What is needed:
In the entries below, find the line with "PR #128, opened 2026-08-11" and the line with "- **Lazy Load**"; give again those lines and every line between them, exactly.

>>>>

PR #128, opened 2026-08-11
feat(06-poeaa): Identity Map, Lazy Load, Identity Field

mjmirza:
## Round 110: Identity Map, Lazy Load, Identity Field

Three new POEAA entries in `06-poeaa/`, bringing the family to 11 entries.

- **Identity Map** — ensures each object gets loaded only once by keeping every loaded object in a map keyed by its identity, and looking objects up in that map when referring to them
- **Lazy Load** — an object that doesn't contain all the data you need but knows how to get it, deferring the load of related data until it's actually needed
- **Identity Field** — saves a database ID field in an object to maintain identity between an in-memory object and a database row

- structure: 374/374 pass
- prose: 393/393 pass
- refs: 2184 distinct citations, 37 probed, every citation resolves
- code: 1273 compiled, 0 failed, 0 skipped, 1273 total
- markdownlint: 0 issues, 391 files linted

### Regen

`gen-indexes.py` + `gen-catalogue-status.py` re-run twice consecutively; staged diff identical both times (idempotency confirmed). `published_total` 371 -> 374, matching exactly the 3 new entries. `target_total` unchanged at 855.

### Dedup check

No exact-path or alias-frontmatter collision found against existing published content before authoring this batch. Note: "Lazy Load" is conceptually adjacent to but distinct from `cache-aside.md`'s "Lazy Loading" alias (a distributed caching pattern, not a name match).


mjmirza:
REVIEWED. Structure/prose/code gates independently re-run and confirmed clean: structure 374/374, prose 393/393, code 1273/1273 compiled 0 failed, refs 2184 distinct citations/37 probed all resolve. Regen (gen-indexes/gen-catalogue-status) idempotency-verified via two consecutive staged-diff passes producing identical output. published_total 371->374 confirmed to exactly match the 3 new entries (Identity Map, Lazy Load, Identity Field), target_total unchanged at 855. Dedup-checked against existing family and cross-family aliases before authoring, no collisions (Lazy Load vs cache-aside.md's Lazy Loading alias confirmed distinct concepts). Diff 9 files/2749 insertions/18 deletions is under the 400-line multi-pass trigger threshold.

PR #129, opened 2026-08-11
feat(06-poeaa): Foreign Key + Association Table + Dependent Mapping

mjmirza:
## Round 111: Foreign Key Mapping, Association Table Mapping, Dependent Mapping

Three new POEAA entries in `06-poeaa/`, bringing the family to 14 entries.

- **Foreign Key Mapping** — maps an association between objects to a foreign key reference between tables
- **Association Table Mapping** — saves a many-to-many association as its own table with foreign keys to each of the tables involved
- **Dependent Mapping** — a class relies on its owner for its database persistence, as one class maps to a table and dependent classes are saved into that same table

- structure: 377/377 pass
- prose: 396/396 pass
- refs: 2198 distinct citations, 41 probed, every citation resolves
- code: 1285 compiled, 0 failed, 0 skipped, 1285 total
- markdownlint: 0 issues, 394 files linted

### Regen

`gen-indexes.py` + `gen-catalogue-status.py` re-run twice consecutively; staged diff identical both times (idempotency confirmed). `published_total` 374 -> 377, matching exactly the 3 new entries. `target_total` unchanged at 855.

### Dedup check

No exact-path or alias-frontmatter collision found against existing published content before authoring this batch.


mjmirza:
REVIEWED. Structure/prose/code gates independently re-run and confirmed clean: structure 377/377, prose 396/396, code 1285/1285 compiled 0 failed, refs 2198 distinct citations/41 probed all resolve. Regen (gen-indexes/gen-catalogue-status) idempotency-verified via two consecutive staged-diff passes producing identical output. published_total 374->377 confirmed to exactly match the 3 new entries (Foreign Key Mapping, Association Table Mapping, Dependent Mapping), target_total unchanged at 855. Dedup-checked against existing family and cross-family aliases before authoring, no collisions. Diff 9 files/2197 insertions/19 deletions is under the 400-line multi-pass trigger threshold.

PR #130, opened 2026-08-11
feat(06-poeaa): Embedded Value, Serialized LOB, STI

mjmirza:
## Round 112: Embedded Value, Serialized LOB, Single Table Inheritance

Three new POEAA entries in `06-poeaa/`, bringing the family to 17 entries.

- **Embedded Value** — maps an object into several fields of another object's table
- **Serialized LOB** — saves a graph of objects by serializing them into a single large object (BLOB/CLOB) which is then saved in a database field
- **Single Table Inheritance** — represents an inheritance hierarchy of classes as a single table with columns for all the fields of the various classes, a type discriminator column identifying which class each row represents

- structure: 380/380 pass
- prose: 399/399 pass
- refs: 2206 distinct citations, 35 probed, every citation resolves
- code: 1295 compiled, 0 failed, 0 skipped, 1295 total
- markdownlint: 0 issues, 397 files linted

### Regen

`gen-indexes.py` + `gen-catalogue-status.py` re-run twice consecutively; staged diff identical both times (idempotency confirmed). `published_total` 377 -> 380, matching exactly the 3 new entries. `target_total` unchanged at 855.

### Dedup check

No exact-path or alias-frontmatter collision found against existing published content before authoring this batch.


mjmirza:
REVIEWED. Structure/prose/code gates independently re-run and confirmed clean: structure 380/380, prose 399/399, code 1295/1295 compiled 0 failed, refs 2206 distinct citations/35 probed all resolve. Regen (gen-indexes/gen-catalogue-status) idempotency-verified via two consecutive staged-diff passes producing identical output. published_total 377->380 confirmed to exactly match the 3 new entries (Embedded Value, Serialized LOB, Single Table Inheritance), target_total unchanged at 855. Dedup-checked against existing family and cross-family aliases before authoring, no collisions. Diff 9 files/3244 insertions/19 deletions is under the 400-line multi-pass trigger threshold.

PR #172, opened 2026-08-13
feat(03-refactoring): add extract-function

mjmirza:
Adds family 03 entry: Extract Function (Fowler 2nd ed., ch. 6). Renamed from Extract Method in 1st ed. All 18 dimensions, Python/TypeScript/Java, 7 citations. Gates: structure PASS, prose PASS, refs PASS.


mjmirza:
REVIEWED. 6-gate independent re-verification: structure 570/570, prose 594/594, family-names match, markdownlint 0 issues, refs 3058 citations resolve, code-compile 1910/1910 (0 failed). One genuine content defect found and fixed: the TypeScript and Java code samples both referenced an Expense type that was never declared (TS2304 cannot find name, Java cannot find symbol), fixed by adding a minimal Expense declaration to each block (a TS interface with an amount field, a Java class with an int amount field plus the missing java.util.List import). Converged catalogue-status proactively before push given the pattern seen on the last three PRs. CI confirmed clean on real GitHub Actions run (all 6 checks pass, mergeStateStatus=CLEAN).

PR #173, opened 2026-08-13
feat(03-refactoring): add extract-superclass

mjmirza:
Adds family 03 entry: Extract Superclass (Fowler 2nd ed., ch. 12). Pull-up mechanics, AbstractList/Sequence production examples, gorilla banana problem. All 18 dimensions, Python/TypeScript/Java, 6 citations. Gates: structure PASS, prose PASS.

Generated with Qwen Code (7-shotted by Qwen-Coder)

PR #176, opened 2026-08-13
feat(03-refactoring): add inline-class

<<<<
>>>>

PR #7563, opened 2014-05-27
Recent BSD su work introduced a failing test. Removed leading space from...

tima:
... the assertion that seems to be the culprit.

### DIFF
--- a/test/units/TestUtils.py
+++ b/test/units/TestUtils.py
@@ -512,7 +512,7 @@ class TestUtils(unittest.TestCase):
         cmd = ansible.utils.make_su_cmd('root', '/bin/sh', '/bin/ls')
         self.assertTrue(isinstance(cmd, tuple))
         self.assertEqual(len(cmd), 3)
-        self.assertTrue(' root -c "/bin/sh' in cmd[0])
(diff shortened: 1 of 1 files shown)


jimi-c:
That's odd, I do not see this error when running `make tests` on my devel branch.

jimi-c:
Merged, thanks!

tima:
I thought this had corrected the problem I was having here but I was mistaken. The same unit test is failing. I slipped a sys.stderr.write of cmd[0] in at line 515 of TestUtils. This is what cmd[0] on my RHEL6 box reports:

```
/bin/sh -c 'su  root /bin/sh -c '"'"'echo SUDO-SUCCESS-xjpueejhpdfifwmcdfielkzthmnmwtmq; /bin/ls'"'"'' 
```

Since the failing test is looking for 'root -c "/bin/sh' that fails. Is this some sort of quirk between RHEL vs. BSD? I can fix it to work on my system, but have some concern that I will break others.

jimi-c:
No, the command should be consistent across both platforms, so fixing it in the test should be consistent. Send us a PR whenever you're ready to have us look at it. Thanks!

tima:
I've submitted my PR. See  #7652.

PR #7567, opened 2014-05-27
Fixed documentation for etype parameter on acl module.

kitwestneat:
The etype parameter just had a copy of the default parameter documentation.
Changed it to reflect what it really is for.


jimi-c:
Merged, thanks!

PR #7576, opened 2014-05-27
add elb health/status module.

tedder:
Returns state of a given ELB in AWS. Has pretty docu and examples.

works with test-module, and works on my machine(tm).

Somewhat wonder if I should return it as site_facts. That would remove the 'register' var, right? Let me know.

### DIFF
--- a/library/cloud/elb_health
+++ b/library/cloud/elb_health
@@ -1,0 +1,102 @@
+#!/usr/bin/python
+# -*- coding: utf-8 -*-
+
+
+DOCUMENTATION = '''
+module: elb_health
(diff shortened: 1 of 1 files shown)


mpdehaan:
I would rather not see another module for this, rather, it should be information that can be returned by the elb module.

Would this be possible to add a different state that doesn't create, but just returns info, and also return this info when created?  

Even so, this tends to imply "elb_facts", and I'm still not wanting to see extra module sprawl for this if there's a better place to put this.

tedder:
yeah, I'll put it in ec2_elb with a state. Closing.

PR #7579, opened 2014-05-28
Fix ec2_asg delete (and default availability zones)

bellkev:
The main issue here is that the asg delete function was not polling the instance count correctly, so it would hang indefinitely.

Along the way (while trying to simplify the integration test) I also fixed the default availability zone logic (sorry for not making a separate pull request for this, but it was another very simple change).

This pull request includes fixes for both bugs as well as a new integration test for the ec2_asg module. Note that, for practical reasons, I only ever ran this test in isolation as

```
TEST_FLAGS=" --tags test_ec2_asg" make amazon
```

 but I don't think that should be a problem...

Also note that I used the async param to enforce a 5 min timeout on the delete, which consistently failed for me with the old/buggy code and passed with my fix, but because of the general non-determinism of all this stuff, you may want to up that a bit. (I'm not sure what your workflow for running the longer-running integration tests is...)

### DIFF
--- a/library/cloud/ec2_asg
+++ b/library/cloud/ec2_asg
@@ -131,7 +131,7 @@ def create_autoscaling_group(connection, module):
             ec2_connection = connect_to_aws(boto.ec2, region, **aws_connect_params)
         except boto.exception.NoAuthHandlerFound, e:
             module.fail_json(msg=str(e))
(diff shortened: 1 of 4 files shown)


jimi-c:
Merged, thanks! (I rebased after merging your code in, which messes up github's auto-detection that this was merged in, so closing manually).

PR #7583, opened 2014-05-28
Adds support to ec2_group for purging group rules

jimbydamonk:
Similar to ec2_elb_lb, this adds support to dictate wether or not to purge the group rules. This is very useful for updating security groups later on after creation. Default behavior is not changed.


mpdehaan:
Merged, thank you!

<<<<
>>>>

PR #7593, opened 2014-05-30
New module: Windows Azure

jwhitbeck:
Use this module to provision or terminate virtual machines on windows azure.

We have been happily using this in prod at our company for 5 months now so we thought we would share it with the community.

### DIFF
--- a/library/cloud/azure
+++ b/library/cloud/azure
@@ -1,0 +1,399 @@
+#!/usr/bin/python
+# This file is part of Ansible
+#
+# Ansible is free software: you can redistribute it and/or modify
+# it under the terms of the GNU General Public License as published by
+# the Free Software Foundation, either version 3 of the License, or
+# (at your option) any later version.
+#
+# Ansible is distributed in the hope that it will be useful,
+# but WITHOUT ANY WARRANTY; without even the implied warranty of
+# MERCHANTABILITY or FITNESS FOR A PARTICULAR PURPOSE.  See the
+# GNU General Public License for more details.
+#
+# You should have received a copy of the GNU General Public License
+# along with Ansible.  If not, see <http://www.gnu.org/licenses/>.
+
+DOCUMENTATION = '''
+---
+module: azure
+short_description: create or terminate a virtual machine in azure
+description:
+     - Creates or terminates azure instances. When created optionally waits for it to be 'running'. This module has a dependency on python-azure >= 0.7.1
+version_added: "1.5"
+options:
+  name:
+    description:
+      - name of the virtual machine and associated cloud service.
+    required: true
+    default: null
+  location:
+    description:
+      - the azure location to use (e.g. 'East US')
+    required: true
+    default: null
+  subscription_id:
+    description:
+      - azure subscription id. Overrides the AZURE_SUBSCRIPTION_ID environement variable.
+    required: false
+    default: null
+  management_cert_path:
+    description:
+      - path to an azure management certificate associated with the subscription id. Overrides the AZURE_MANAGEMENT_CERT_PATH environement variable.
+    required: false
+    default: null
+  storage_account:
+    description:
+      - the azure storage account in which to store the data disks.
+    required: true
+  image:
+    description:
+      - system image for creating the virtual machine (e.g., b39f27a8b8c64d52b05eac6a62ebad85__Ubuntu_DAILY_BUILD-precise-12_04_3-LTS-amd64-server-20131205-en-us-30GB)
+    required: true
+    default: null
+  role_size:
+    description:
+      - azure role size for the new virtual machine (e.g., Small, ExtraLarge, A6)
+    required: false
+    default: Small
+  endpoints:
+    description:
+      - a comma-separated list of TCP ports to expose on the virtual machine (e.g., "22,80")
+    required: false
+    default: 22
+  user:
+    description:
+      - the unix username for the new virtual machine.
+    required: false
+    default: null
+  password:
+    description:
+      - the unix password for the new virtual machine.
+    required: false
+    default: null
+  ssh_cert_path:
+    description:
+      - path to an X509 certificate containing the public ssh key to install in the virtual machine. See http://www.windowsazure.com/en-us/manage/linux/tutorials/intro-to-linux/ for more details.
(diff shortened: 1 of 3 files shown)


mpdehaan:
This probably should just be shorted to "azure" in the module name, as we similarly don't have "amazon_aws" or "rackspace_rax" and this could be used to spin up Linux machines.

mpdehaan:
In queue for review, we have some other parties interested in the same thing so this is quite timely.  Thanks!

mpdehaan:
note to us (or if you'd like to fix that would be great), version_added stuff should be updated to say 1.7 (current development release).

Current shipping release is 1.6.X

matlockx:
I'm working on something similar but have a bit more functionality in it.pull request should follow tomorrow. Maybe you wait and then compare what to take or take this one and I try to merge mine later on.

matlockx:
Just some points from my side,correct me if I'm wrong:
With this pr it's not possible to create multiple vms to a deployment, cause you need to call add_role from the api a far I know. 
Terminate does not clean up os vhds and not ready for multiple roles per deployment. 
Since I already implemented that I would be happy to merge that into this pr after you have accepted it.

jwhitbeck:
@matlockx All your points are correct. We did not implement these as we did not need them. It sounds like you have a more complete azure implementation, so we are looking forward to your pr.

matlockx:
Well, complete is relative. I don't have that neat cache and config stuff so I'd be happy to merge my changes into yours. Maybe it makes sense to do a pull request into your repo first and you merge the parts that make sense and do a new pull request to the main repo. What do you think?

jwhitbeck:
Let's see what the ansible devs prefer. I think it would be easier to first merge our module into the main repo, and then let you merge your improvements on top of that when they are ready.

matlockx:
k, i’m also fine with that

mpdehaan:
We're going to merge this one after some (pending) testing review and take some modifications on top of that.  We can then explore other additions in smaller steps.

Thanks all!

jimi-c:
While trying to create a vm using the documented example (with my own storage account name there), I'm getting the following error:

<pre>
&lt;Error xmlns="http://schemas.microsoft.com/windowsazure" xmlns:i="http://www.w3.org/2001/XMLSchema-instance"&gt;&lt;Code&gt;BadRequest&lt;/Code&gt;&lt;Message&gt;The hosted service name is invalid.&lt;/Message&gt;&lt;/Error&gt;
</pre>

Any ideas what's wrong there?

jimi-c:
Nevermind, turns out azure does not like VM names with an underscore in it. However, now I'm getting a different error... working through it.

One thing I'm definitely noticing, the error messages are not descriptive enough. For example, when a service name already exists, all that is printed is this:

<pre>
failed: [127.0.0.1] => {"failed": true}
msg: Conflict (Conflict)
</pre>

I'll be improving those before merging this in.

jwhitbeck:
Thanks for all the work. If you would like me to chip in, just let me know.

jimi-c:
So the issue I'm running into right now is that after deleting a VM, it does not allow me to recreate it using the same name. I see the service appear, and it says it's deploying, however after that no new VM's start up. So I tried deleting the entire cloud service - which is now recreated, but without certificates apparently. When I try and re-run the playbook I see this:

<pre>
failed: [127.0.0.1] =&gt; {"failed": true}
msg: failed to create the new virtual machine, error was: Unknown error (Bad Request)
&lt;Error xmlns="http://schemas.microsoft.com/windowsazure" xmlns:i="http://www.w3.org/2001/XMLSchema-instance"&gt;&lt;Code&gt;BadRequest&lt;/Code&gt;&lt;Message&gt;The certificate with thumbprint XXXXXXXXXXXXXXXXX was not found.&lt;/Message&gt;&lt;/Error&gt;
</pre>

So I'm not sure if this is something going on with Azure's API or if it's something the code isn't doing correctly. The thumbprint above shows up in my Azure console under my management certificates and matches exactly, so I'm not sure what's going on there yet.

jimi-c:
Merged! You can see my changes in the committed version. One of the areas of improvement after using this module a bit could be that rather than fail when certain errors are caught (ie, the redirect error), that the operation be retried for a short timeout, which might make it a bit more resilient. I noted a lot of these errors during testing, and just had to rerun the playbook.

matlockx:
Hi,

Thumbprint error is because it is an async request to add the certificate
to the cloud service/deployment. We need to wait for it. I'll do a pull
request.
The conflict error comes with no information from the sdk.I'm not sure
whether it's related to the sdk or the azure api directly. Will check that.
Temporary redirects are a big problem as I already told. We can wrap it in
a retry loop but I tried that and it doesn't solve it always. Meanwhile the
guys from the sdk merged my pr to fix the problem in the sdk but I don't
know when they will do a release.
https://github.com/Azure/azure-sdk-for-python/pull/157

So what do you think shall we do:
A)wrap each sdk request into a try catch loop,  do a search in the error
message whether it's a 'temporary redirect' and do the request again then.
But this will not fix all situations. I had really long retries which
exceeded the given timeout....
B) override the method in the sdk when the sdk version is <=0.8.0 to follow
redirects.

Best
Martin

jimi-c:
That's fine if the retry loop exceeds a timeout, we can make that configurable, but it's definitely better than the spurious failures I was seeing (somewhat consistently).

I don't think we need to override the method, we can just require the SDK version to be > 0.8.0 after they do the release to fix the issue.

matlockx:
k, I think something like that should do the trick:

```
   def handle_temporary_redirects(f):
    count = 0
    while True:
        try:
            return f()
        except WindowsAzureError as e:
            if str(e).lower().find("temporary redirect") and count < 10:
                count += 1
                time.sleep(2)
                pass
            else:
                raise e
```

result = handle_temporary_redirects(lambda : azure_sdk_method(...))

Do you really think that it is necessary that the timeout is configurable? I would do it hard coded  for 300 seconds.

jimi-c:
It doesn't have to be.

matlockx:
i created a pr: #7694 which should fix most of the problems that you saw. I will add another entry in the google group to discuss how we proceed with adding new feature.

<<<<

Response:
PR #128, opened 2026-08-11
feat(06-poeaa): Identity Map, Lazy Load, Identity Field

mjmirza:
## Round 110: Identity Map, Lazy Load, Identity Field

Three new POEAA entries in `06-poeaa/`, bringing the family to 11 entries.

- **Identity Map** — ensures each object gets loaded only once by keeping every loaded object in a map keyed by its identity, and looking objects up in that map when referring to them
- **Lazy Load** — an object that doesn't contain all the data you need but knows how to get it, deferring the load of related data until it's actually needed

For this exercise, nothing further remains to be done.